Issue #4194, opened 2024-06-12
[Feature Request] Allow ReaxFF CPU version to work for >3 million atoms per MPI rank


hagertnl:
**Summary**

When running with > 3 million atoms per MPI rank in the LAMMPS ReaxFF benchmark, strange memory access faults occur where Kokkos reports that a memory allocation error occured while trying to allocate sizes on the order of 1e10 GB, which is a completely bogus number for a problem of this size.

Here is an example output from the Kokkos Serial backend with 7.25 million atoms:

**ACTIVITY**.
Reproduce the listing above character for character.

**EXERCISE ANSWER**.
Issue #4194, opened 2024-06-12
[Feature Request] Allow ReaxFF CPU version to work for >3 million atoms per MPI rank


hagertnl:
**Summary**

When running with > 3 million atoms per MPI rank in the LAMMPS ReaxFF benchmark, strange memory access faults occur where Kokkos reports that a memory allocation error occured while trying to allocate sizes on the order of 1e10 GB, which is a completely bogus number for a problem of this size.

Here is an example output from the Kokkos Serial backend with 7.25 million atoms:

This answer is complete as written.